Collected data entries:
——————————
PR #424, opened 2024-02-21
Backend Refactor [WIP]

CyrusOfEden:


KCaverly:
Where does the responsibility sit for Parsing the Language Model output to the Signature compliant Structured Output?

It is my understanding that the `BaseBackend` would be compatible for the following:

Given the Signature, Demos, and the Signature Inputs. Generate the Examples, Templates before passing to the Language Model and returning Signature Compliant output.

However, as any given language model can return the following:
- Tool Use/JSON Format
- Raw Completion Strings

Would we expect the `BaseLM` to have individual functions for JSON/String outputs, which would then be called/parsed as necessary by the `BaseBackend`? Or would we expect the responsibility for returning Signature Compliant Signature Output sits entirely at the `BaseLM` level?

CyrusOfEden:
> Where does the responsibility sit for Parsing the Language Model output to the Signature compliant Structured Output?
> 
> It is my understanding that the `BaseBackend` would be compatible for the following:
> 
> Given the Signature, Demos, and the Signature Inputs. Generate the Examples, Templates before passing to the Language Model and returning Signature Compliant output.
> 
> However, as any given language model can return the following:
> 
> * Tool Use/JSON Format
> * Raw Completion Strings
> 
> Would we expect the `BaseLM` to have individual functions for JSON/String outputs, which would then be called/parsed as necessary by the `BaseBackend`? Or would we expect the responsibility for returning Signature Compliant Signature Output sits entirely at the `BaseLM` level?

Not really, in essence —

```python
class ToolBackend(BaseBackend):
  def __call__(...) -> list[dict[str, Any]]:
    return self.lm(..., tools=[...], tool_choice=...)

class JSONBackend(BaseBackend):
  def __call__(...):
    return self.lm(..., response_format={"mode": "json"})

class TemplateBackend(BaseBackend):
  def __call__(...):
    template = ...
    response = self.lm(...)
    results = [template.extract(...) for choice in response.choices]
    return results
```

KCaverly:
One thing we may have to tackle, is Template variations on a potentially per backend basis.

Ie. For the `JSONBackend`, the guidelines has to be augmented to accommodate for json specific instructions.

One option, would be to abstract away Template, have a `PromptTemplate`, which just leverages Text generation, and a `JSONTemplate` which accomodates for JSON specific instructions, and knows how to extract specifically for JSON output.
——————————
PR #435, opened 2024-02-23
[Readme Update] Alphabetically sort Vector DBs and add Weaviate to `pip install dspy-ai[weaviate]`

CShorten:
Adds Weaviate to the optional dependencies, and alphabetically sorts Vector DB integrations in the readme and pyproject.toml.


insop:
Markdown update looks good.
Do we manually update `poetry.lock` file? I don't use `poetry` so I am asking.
——————————
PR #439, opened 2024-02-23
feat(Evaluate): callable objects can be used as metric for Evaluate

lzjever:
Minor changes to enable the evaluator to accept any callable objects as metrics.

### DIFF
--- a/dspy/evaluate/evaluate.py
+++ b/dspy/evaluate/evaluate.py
——————————
Scan the data above. Return every line with "does" in it.

Where does the responsibility sit for Parsing the Language Model output to the Signature compliant Structured Output?
> Where does the responsibility sit for Parsing the Language Model output to the Signature compliant Structured Output?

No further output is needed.